All lines holding the string "between" should be copied from the data below.

···

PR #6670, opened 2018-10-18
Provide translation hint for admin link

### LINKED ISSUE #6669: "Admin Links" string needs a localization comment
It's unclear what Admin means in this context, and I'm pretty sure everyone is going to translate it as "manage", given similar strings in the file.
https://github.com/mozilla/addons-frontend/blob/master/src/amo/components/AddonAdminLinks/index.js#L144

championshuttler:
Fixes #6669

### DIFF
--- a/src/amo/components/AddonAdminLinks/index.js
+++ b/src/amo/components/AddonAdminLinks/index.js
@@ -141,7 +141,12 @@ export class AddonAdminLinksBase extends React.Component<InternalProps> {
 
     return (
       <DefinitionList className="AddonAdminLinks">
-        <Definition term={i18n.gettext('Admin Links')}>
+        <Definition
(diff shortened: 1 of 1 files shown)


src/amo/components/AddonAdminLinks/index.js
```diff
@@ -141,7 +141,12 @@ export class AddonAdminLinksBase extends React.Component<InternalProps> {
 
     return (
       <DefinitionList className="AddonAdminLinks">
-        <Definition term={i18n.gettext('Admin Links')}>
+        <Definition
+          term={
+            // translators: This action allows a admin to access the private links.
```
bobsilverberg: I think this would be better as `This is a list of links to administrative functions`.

···

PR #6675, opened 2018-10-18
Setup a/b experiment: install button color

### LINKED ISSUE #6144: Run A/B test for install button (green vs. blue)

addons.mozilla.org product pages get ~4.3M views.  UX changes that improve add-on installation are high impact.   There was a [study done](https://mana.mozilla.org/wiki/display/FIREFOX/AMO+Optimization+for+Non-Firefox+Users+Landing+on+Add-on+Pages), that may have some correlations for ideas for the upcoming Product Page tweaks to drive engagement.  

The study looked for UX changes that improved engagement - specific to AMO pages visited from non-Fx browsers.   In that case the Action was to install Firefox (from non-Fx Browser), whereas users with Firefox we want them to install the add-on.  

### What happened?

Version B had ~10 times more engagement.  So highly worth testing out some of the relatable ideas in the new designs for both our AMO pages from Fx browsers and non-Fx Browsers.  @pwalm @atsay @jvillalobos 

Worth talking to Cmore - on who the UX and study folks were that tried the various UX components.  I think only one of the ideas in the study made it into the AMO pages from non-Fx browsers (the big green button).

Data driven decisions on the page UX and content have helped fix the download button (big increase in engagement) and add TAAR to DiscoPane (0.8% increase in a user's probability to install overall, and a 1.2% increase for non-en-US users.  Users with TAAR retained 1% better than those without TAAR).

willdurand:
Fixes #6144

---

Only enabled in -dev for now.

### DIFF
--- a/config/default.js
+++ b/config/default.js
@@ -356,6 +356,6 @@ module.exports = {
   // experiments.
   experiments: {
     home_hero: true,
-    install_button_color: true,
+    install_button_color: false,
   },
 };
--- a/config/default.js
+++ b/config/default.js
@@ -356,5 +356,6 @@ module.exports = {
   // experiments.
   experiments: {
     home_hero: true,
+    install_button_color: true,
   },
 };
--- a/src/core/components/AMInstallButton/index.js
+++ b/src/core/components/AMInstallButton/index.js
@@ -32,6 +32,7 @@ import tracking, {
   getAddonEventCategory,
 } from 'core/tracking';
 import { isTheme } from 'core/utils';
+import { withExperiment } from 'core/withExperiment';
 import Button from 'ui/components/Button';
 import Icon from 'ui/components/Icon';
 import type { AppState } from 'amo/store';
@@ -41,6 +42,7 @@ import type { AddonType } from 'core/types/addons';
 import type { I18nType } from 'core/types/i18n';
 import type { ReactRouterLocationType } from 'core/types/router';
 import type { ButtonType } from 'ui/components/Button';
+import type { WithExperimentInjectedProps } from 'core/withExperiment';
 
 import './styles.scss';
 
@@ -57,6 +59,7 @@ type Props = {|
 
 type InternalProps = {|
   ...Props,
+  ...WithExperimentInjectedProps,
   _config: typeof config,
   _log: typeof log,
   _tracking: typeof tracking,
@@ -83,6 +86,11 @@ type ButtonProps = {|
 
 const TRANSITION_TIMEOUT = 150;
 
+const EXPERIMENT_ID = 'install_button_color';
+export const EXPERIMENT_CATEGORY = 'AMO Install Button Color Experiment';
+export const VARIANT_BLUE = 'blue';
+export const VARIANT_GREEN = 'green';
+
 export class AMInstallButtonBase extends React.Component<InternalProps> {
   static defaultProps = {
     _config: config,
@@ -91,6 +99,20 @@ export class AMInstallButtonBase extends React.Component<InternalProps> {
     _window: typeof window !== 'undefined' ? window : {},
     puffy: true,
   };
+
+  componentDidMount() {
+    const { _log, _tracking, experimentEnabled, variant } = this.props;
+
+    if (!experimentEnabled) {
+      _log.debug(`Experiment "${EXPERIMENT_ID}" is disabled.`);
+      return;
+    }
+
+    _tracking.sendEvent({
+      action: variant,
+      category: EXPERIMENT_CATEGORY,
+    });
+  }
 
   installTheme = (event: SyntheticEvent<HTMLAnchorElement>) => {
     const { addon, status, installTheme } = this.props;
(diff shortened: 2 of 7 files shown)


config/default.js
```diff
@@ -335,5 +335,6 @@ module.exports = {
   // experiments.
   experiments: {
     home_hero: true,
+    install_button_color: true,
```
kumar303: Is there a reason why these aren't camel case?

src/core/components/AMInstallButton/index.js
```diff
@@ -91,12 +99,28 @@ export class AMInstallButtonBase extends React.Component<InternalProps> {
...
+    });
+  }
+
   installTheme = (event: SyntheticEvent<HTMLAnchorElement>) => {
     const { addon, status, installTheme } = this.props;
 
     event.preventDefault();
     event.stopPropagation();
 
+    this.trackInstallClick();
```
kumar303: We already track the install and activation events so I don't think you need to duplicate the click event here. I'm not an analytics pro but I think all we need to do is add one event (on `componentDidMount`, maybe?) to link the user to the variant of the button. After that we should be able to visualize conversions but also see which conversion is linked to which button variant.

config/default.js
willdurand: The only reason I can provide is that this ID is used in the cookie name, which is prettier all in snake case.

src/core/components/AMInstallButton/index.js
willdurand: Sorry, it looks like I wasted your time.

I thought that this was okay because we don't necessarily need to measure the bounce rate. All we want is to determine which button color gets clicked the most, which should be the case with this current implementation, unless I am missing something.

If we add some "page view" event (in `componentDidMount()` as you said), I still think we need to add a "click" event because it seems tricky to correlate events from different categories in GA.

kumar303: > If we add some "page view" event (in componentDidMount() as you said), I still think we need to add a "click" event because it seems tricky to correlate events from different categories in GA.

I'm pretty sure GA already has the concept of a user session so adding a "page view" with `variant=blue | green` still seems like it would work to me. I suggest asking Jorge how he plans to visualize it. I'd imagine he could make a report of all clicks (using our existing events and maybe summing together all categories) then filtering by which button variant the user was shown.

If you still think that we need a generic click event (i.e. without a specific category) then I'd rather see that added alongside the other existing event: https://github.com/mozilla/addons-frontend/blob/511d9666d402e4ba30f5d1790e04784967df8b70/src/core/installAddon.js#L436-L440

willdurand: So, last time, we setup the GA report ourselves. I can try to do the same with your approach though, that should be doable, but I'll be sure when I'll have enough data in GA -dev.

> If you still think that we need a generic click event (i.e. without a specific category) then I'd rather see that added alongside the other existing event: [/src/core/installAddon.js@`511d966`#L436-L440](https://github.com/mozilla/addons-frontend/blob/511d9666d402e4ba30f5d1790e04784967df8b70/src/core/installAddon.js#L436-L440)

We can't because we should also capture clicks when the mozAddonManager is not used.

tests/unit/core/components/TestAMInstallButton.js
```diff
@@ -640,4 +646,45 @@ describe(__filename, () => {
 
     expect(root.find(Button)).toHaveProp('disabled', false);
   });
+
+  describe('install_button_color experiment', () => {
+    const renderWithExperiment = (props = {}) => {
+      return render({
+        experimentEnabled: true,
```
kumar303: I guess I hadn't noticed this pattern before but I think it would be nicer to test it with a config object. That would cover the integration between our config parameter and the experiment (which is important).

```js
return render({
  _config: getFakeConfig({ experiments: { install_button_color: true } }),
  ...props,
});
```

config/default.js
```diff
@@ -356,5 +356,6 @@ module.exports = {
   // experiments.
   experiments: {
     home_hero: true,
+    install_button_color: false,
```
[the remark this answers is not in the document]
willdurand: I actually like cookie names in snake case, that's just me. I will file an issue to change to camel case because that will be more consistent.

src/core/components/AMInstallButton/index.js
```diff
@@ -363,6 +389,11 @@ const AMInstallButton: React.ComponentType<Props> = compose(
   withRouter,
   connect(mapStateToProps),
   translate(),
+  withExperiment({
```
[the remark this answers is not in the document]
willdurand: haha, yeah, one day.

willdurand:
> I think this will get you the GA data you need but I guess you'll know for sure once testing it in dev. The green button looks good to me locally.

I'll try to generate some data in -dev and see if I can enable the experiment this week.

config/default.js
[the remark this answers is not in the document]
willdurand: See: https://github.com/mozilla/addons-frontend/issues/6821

···

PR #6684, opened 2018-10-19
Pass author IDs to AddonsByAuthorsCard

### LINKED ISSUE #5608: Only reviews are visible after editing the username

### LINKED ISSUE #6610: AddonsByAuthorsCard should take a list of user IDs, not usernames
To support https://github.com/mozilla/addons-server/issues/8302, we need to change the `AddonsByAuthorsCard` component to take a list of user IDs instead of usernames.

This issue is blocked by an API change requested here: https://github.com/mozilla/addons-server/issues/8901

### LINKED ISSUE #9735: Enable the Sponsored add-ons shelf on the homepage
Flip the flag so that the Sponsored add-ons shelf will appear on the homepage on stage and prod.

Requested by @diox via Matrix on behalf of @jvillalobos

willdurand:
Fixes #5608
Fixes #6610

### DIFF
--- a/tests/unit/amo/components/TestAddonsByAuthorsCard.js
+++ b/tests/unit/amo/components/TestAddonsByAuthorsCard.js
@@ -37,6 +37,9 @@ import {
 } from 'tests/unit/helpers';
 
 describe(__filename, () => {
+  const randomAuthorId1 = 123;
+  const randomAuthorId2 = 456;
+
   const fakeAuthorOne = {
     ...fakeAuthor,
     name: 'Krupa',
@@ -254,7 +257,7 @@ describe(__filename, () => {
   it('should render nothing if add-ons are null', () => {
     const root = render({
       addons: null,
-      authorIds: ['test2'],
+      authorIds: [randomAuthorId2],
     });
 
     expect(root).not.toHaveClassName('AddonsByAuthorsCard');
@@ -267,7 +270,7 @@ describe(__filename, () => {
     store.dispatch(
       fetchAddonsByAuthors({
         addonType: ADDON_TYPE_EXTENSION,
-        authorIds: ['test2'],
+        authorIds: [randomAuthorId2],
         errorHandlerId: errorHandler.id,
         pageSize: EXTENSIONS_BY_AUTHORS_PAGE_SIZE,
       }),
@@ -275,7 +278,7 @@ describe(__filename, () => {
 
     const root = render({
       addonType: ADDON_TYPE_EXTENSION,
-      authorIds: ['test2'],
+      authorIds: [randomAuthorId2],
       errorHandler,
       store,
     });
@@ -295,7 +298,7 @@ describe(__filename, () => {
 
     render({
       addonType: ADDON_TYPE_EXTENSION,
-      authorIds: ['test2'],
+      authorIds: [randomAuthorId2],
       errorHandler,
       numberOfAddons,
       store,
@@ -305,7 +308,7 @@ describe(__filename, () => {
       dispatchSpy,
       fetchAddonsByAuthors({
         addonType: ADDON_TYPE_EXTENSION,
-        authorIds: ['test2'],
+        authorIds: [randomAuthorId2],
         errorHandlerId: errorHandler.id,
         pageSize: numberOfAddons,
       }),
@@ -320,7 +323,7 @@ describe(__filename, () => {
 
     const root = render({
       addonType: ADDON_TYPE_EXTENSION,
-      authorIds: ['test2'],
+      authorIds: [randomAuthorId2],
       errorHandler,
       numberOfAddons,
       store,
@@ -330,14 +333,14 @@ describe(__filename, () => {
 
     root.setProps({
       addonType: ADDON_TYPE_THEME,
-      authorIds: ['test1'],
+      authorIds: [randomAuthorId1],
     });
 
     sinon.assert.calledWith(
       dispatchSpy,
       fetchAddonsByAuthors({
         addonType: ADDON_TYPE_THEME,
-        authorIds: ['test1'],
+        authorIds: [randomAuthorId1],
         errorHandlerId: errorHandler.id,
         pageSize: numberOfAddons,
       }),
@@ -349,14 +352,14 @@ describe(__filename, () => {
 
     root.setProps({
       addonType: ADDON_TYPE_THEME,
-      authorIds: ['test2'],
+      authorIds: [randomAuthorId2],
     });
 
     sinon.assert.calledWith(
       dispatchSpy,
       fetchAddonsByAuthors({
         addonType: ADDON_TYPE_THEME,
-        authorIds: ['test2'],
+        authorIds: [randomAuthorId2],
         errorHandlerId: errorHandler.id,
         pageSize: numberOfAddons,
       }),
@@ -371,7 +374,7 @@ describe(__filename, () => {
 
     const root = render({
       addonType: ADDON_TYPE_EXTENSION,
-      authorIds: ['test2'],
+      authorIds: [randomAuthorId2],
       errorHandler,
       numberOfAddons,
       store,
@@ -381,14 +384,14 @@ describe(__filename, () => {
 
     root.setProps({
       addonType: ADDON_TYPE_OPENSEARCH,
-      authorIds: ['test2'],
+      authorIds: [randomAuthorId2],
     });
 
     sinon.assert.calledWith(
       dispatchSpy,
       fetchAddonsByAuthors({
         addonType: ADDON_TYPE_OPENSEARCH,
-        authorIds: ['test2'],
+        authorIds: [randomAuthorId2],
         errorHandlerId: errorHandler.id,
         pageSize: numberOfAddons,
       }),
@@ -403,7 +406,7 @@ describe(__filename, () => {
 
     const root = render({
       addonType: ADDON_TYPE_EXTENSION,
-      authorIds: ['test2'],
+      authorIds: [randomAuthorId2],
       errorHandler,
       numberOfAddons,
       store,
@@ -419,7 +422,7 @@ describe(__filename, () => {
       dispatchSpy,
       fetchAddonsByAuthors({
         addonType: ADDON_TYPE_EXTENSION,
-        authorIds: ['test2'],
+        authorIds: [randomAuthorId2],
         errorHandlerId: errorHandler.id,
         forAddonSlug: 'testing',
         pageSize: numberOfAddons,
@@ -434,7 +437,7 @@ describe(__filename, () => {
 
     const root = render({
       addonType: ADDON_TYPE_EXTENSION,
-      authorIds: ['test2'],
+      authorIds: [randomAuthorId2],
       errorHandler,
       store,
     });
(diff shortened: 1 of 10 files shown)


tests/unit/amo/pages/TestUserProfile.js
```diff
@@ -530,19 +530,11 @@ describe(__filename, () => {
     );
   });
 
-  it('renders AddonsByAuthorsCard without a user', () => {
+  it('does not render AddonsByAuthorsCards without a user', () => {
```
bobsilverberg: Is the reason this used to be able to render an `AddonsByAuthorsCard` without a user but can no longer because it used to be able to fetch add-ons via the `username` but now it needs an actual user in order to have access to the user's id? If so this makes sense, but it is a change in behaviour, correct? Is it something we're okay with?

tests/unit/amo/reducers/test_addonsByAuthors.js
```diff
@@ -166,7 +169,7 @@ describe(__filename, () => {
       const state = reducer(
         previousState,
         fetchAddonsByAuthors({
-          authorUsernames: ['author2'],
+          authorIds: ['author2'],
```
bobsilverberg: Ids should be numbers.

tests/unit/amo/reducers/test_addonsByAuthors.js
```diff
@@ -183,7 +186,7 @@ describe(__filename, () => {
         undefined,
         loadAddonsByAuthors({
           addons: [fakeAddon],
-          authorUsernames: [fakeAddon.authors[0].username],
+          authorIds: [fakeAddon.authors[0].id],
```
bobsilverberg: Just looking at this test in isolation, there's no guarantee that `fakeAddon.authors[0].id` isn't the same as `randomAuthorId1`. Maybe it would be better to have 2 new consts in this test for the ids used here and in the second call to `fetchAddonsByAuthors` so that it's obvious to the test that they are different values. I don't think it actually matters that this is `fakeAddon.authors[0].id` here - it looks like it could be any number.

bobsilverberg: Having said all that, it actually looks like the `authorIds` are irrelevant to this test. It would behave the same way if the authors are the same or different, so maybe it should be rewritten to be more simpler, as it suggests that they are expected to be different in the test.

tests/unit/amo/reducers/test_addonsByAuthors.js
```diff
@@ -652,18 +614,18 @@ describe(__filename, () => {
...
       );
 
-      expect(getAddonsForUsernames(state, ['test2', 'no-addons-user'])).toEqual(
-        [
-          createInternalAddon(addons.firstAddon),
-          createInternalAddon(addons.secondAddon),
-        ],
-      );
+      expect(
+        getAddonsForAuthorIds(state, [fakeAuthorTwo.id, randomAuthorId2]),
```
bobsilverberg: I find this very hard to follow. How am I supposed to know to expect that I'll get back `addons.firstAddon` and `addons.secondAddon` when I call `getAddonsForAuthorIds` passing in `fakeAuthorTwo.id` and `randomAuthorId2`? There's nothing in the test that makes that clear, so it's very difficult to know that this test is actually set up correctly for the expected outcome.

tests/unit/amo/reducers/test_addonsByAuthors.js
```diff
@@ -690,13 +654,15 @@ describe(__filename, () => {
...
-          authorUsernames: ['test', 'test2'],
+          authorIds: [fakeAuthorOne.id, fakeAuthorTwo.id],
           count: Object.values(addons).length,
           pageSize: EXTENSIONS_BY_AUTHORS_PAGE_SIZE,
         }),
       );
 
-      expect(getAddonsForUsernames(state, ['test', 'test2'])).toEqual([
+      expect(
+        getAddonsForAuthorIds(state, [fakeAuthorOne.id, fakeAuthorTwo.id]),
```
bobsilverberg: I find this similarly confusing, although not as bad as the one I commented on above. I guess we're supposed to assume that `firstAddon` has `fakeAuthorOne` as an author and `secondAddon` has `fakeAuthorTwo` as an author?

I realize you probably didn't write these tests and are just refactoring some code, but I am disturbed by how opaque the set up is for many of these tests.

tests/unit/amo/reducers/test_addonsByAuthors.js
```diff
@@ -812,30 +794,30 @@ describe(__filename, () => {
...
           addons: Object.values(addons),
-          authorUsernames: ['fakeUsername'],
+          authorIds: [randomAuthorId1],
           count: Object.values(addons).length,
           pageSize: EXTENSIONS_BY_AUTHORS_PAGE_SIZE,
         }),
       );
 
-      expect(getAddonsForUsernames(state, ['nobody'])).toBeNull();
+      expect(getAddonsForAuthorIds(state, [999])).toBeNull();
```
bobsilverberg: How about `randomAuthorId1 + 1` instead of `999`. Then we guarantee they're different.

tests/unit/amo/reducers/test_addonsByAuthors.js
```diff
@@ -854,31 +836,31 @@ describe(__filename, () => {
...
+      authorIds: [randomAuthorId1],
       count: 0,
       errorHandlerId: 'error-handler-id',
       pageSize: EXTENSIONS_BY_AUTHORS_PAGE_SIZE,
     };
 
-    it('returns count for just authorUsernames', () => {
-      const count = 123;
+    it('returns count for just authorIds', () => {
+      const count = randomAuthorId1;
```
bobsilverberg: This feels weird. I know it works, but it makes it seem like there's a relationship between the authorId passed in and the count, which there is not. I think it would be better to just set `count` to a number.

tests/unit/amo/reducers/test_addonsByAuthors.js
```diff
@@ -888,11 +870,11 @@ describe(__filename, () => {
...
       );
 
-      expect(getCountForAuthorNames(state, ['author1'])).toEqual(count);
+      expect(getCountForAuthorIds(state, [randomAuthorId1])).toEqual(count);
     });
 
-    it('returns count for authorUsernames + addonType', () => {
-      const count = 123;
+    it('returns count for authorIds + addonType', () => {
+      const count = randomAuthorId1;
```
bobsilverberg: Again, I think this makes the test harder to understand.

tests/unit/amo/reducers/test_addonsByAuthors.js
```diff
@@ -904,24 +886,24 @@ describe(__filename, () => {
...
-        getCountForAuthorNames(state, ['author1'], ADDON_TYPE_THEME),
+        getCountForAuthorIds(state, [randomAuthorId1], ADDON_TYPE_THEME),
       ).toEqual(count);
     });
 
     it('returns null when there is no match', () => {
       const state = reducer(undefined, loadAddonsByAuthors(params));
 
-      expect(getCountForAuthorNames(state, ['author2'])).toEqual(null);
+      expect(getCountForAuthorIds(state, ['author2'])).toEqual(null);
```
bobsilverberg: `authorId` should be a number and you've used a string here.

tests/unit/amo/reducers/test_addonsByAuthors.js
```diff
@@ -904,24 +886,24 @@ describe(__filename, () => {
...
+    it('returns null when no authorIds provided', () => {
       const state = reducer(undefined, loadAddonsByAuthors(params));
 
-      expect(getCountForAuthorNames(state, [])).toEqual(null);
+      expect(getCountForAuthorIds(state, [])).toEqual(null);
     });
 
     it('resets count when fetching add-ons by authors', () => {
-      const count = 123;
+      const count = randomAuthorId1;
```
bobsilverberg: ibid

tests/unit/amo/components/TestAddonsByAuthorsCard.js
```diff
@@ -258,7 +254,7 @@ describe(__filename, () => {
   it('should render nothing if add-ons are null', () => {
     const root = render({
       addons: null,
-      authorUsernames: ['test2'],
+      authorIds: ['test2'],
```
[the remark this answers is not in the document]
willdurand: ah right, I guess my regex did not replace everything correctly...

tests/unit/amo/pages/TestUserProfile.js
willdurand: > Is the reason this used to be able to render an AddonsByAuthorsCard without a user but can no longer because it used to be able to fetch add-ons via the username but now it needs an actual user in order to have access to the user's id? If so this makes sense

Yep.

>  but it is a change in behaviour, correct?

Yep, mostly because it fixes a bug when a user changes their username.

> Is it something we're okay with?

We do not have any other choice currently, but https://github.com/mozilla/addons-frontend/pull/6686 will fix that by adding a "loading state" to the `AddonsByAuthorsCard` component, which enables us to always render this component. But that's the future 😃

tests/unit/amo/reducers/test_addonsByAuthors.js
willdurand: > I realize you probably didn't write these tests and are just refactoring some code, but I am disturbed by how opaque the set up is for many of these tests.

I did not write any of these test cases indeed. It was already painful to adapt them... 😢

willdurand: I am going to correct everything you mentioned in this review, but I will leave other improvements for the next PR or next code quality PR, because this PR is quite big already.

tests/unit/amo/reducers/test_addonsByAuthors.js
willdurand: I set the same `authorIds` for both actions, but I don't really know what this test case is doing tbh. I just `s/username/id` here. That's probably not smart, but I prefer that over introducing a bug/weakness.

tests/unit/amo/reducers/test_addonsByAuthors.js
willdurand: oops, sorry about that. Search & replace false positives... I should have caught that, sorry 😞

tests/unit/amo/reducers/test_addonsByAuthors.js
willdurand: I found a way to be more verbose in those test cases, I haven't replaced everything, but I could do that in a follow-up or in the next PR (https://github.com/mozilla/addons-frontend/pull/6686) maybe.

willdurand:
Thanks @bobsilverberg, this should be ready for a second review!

···

=== Written response ===
kumar303: I guess I hadn't noticed this pattern before but I think it would be nicer to test it with a config object. That would cover the integration between our config parameter and the experiment (which is important).
bobsilverberg: This feels weird. I know it works, but it makes it seem like there's a relationship between the authorId passed in and the count, which there is not. I think it would be better to just set `count` to a number.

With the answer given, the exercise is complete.